PR #197, opened 2018-02-16
Add azure utils

sastels:
Add and test code to push to Microsoft Azure.

~~Currently the test uses the real Azure (with keys in the local environment). Emulator code will be added.~~


sastels:

extract_endpoint/src/azure_utils.py
```diff
@@ -0,0 +1,38 @@
...
+class EnvVariables(enum.Enum):
+    account = 'EXTRACT_ENDPOINT_STORAGE_ACCOUNT'
+    key = 'EXTRACT_ENDPOINT_STORAGE_KEY'
+    container = 'EXTRACT_ENDPOINT_CONTAINER'
+    domain = 'EXTRACT_ENDPOINT_STORAGE_DOMAIN'
+
+
+class DefaultVariables(enum.Enum):
+    account = 'devstoreaccount1'
+    key = 'Eby8vdM02xNOcqFlqUwJPLlmEtlCDXJ1OUzFT50uSRZ6IFsuFq2UVErCz4I6tq/K1SZFPTOtr/KBHBeksoGMGw=='
```
JasonMWhite: Is this a real key to Azure blob storage?

extract_endpoint/tests/test_azure_utils.py
```diff
@@ -0,0 +1,71 @@
...
+
+
+@pytest.fixture
+def sample_block_blob_service(sample_storage_coordinates: StorageCoordinates) -> BlockBlobService:
+    account, key, _, domain = sample_storage_coordinates
+    return BlockBlobService(account_name=account, account_key=key, custom_domain=domain)
+
+
+@pytest.fixture
+def sample_stream_content()->str:
```
JasonMWhite: formatting

extract_endpoint/tests/test_azure_utils.py
```diff
@@ -0,0 +1,71 @@
...
+    return 'Eby8vdM02xNOcqFlqUwJPLlmEtlCDXJ1OUzFT50uSRZ6IFsuFq2UVErCz4I6tq/K1SZFPTOtr/KBHBeksoGMGw=='
+
+
+@pytest.fixture
+def sample_container() -> str:
+    return 'energuide-extracted-data'
+
+
+@pytest.fixture
+def sample_domain() -> Optional[str]:
```
JasonMWhite: This never returns `None`, so don't mark it `Optional`

extract_endpoint/src/azure_utils.py
```diff
@@ -0,0 +1,38 @@
+import enum
+from io import BytesIO
+from typing import Optional, NamedTuple
```
JasonMWhite: prefer `import typing`, `import io`, etc.

extract_endpoint/src/azure_utils.py
```diff
@@ -0,0 +1,38 @@
...
+from azure.storage.blob import BlockBlobService
```
JasonMWhite: `from azure.storage import blob`

extract_endpoint/src/azure_utils.py
```diff
@@ -0,0 +1,38 @@
...
+
+
+def upload_stream_to_azure(coords: StorageCoordinates, stream: BytesIO, filename: str) -> str:
+    account, key, container, domain = coords
+    azure_path = filename
+
+    block_blob_service = BlockBlobService(account_name=account, account_key=key, custom_domain=domain)
+    block_blob_service.create_blob_from_stream(container, azure_path, stream)
+
+    # check Azure to make sure the file is there
```
JasonMWhite: :fire:

extract_endpoint/src/azure_utils.py
```diff
@@ -0,0 +1,38 @@
...
+    if azure_path not in [blob.name for blob in block_blob_service.list_blobs(container)]:
+        return "upload failed"
+    return "upload succeeded"
```
JasonMWhite: This is a strange way to effectively return a boolean. Why not `return azure_path in [blob.name for blob in block_blob_service.list_blobs(container)]`

extract_endpoint/tests/test_azure_utils.py
```diff
@@ -0,0 +1,71 @@
...
+def sample_storage_coordinates(sample_account: str,
+                               sample_key: str,
+                               sample_container: str,
+                               sample_domain: Optional[str]) -> StorageCoordinates:
+    return StorageCoordinates(account=sample_account, key=sample_key, container=sample_container, domain=sample_domain)
+
+
+@pytest.fixture
+def sample_block_blob_service(sample_storage_coordinates: StorageCoordinates) -> BlockBlobService:
+    account, key, _, domain = sample_storage_coordinates
```
JasonMWhite: This is actually a bit dangerous. It will break if someone adds a new field to `StorageCoordinates`.

extract_endpoint/src/azure_utils.py
buckley-w-david: I believe (but Steve should verify), that that is the key to the local emulator.

sastels: yes, local emulator

extract_endpoint/src/azure_utils.py
sastels: 👍  on io, but I changed `import typing` to `from typing import Optional, NamedTuple` to fix a pylint bug (see https://github.com/PyCQA/pylint/issues/1418) :(

extract_endpoint/src/azure_utils.py
JasonMWhite: I'm confused. Is that the key to everyone's local emulator? Does it ever change?

buckley-w-david:
As discussed, this should also be refactored into package(s) under the `src` directory

extract_endpoint/tests/test_azure_utils.py
```diff
@@ -0,0 +1,73 @@
...
+@pytest.fixture
+def sample_domain() -> str:
+    return 'http://127.0.0.1:10000/devstoreaccount1'
+
+
+@pytest.fixture
+def sample_storage_coordinates(sample_account: str,
+                               sample_key: str,
+                               sample_container: str,
+                               sample_domain: typing.Optional[str]) -> azure_utils.StorageCoordinates:
```
JasonMWhite: `sample_domain` is never Optional

extract_endpoint/tests/test_azure_utils.py
```diff
@@ -0,0 +1,73 @@
...
+
+
+def test_upload_stream_to_azure(sample_storage_coordinates: azure_utils.StorageCoordinates,
+                                sample_block_blob_service: blob.BlockBlobService,
+                                sample_container: str,
+                                sample_stream: io.BytesIO,
+                                sample_stream_content: str,
+                                sample_filename: str) -> None:
+    if sample_filename in [blob.name for blob in sample_block_blob_service.list_blobs(sample_container)]:
+        sample_block_blob_service.delete_blob(sample_container, sample_filename)
```
JasonMWhite: This looks like it's doing teardown of the previous test run. This is a test code smell. This test should be given a test fixture that it can rely on being completely clean.

extract_endpoint/src/azure_utils.py
sastels: The emulator is preconfigured to use this for the key (along with the account name `devstoreaccount1`)

JasonMWhite: > The emulator has only one built in account that you cannot edit, the account details are as follows:
Account name: devstoreaccount1
Account key: 
Eby8vdM02xNOcqFlqUwJPLlmEtlCDXJ1OUzFT50uSRZ6IFsuFq2UVErCz4I6tq/K1SZFPTOtr/KBHBeksoGMGw==

http://blog.podrezo.com/azure-storage-emulator/
👍

extract_endpoint/tests/test_azure_utils.py
sastels: yeah, that makes things cleaner 👍 . I moved the code to ensure a clean database up into the `sample_block_blob_service` fixture.

extract_endpoint/src/azure_utils.py
```diff
@@ -0,0 +1,35 @@
...
+class DefaultVariables(enum.Enum):
+    account = 'devstoreaccount1'
+    key = 'Eby8vdM02xNOcqFlqUwJPLlmEtlCDXJ1OUzFT50uSRZ6IFsuFq2UVErCz4I6tq/K1SZFPTOtr/KBHBeksoGMGw=='
+    container = 'endpoint'
+    domain = None
+
+
+def upload_stream_to_azure(coords: StorageCoordinates, stream: io.BytesIO, filename: str) -> bool:
+    account, key, container, domain = coords
+    azure_path = filename
```
JasonMWhite: This statement seems pointless?

extract_endpoint/src/azure_utils.py
```diff
@@ -0,0 +1,35 @@
...
+
+    block_blob_service = blob.BlockBlobService(account_name=account, account_key=key, custom_domain=domain)
```
JasonMWhite: if you use `coords.account`, `coords.key`, and `coords.domain` it would be less fragile.

extract_endpoint/src/azure_utils.py
```diff
@@ -0,0 +1,35 @@
...
+import io
+import typing
+from azure.storage import blob
+
+
+class StorageCoordinates(typing.NamedTuple):
+    account: str
+    key: str
+    container: str
+    domain: typing.Optional[str]
```
JasonMWhite: Does this need to be optional?

sastels: Yes, if you set the domain to `None` then it connects to the real Azure.

extract_endpoint/src/azure_utils.py
```diff
@@ -0,0 +1,35 @@
...
+
+
+class DefaultVariables(enum.Enum):
+    account = 'devstoreaccount1'
+    key = 'Eby8vdM02xNOcqFlqUwJPLlmEtlCDXJ1OUzFT50uSRZ6IFsuFq2UVErCz4I6tq/K1SZFPTOtr/KBHBeksoGMGw=='
+    container = 'endpoint'
+    domain = None
+
+
+def upload_stream_to_azure(coords: StorageCoordinates, stream: io.BytesIO, filename: str) -> bool:
```
buckley-w-david: `stream` doesn't have to be a BytesIO object, it can be any byte file-like object.
I recommend [typing.IO[bytes]](https://docs.python.org/3/library/typing.html#typing.io)

extract_endpoint/tests/test_azure_utils.py
```diff
@@ -0,0 +1,70 @@
...
+
+@pytest.fixture
+def sample_block_blob_service(sample_storage_coordinates: azure_utils.StorageCoordinates) -> blob.BlockBlobService:
+    block_blob_service = blob.BlockBlobService(account_name=sample_storage_coordinates.account,
+                                               account_key=sample_storage_coordinates.key,
+                                               custom_domain=sample_storage_coordinates.domain)
+    container = sample_storage_coordinates.container
+    for filename in [blob.name for blob in block_blob_service.list_blobs(container)]:
+        block_blob_service.delete_blob(container, filename)
+    return block_blob_service
```
JasonMWhite: This is better. To ensure consistency, ideally we should be sure that there are no side-effects from running a test. This deletion logic should be in a fixture teardown phase, instead of a fixture setup phase.

```
block_blob_service = blob.BlockBlobService(account_name=sample_storage_coordinates.account,
    account_key=sample_storage_coordinates.key, custom_domain=sample_storage_coordinates.domain)
yield block_blob_service

container = sample_storage_coordinates.container
for filename in [blob.name for blob in block_blob_service.list_blobs(container)]:
    block_blob_service.delete_blob(container, filename)
```

extract_endpoint/src/azure_utils.py
JasonMWhite: 👍

extract_endpoint/requirements.txt
```diff
@@ -1,4 +1,8 @@
+astroid==1.5.3
```
JasonMWhite: Ah yes, I knew I had encountered this error before (twice, actually), but couldn't remember how I had solved it. This is the right solution :)

extract_endpoint/tests/test_azure_utils.py
```diff
@@ -0,0 +1,70 @@
...
+    return 'http://127.0.0.1:10000/devstoreaccount1'
+
+
+@pytest.fixture
+def sample_storage_coordinates(sample_account: str,
+                               sample_key: str,
+                               sample_container: str,
+                               sample_domain: str) -> azure_utils.StorageCoordinates:
+    return azure_utils.StorageCoordinates(account=sample_account, key=sample_key,
+                                          container=sample_container, domain=sample_domain)
```
JasonMWhite: Do we need the above 4 fixtures, or can we get rid of them by putting these constants directly in this line? Generally, they should only be separate fixtures if something else also needs them separately from the `StorageCoordinates` fixture.

extract_endpoint/tests/test_azure_utils.py
```diff
@@ -0,0 +1,70 @@
...
+def sample_block_blob_service(sample_storage_coordinates: azure_utils.StorageCoordinates) -> blob.BlockBlobService:
+    block_blob_service = blob.BlockBlobService(account_name=sample_storage_coordinates.account,
+                                               account_key=sample_storage_coordinates.key,
+                                               custom_domain=sample_storage_coordinates.domain)
+    container = sample_storage_coordinates.container
+    for filename in [blob.name for blob in block_blob_service.list_blobs(container)]:
+        block_blob_service.delete_blob(container, filename)
+    return block_blob_service
+
+@pytest.fixture
```
JasonMWhite: Two blank lines between functions/classes at the root level of the module, please. I really need to write a custom lint rule to catch this.

extract_endpoint/tests/test_azure_utils.py
sastels: 👍 similar to what you did in the gitlaw code.

JasonMWhite:
Please squash commits before/when merging

sastels:
yeah @buckley-w-david just looking at that now. Think I'll merge this PR as is, then open a new PR to move crypt_util and azure_util code to the proper place, make sure testing works, etc. Thoughts?

buckley-w-david:
That sounds fine, just wanted to make sure that it wasn't forgotten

■ WHAT IS BEING ASKED: Whenever a line in the material contains the word "yeah", copy that line.

■ OUTPUT:
sastels: yeah, that makes things cleaner 👍 . I moved the code to ensure a clean database up into the `sample_block_blob_service` fixture.
yeah @buckley-w-david just looking at that now. Think I'll merge this PR as is, then open a new PR to move crypt_util and azure_util code to the proper place, make sure testing works, etc. Thoughts?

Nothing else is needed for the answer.